# What is your driver rating?



## yabadaba (Jul 26, 2014)

Please if this thread exist someone point it to me and delete this one.
Thanks
Okay so I am really proud of mine and will share it with you. 
Drive a 2010 Prius 
So far 160+ trips completed and rating of *4.9*


----------



## Bully (Jul 10, 2014)

Now watch it go lower lol


----------



## yabadaba (Jul 26, 2014)

Actually it is going higher. My first week was 4.78. And my last week is 5.0 with 58 trips completed.


----------



## troubleinrivercity (Jul 27, 2014)

Mine's been creeping up every day from the 4.7 I set in my first few days of driving. If I had to guess I'd say it's on its way to 4.85 where it will level out. That's my target so I don't have to stress about being on the margins and having to worry. Nice kid in a nice car, I don't think I'll ever have to stress out about rating if I don't let myself.

Also how do you find your weekly rating?


----------



## yabadaba (Jul 26, 2014)

Either at the end of the week through the dashboard or the summary they send you monday or tuesday.


----------



## NicknTulsa (Jul 16, 2014)

Over 600 rides at 4.83


----------



## Oc_DriverX (Apr 29, 2014)

yabadaba said:


> Actually it is going higher. My first week was 4.78. And my last week is 5.0 with 58 trips completed.


You need to tell us how your are judging what your rating is. Those two numbers imply that you were looking at a 7 or 1 day period. I say that because the rating displayed on the app and to riders is based on the last 500 trips and the simply math is that if you were 4.78 the first week, then your your total rating cannot have rebounded to a 5. Its mathematically impossible. Once you dip below a 5 you can't get back to a 5 unless you do 500 more trips at a 5 level.


----------



## yabadaba (Jul 26, 2014)

I am not judging my rating from the app. I do by using the dashboard. What I am saying is that my first week was 4.78 second week is 4.8 and etc. Overall is 4.9 for last 365 days. I am trying to get a 5 for my last week not my overall.

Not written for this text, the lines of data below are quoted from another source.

PR #1215, opened 2024-01-25
refactor(pie-monorepo): DSW-1645 Remove Jest in favour of Vitest

siggerzz:
## Author Checklist (complete before requesting a review)
- [ ] I have performed a self-review of my code
- [ ] If it is a core feature, I have added thorough tests
- [ ] If it is a `PIE Docs` change, I have reviewed the Docs site preview
- [ ] If it is a component change, I have reviewed the Storybook preview
- [ ] If there are visual test updates, I have reviewed them properly before approving

### Reviewer 1
- [ ] If it is a `PIE Docs` change, I have reviewed the PR preview
- [ ] If there are visual test updates, I have reviewed them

Like the post says 5.0 for 58 trips which are the last 7 days.
4.9 for 160+ trips


----------



## Raider (Jul 25, 2014)

My phone and dash says im a 4.85 through 200 trips..


But my passengers told me i'm a 4.9....so i dunno, good i guess


----------



## mp775 (Jun 26, 2014)

Passengers see it rounded to one decimal place.


----------



## Orlando_Driver (Jul 14, 2014)

154 rides. 4.89


----------



## stuber (Jun 30, 2014)

Right now my driver phone is showing me my rating as 4.79805.....A 14 digit number. Just curious if anyone else has seen that craziness.


----------



## jakob (Jul 16, 2014)

I did okay this week, out of 50 trips I got rated 4.96 in LA, I thinks it's pretty good got my rating from 4.8 to 4.83 lol


----------



## yabadaba (Jul 26, 2014)

stuber said:


> Right now my driver phone is showing me my rating as 4.79805.....A 14 digit number. Just curious if anyone else has seen that craziness.


Yep same here.


----------



## Robba Fett (Aug 22, 2015)

Mine has two readings. At the dashboard is says 4.78 and in SUMMARY is reads 4.5 
Can anyone tell me which one of these two is my actual rating?


----------



## 1LIFE (Aug 24, 2015)

Mine just increased this last weekend... 4.94 over the last 500 trips ... here's a photo...


----------



## pixels (Sep 1, 2015)

4.54 over the last 1010 trips


----------



## BurgerTiime (Jun 22, 2015)

Rate all passengers that don't tip a 4 or lower!


----------



## UberXTampa (Nov 20, 2014)

365 rating = 4.88
Dashboard rating = 4.86 (was 4.88 just last week, I got a couple bad ratings in short time)

If 365 rating moves down, I will worry the most.


----------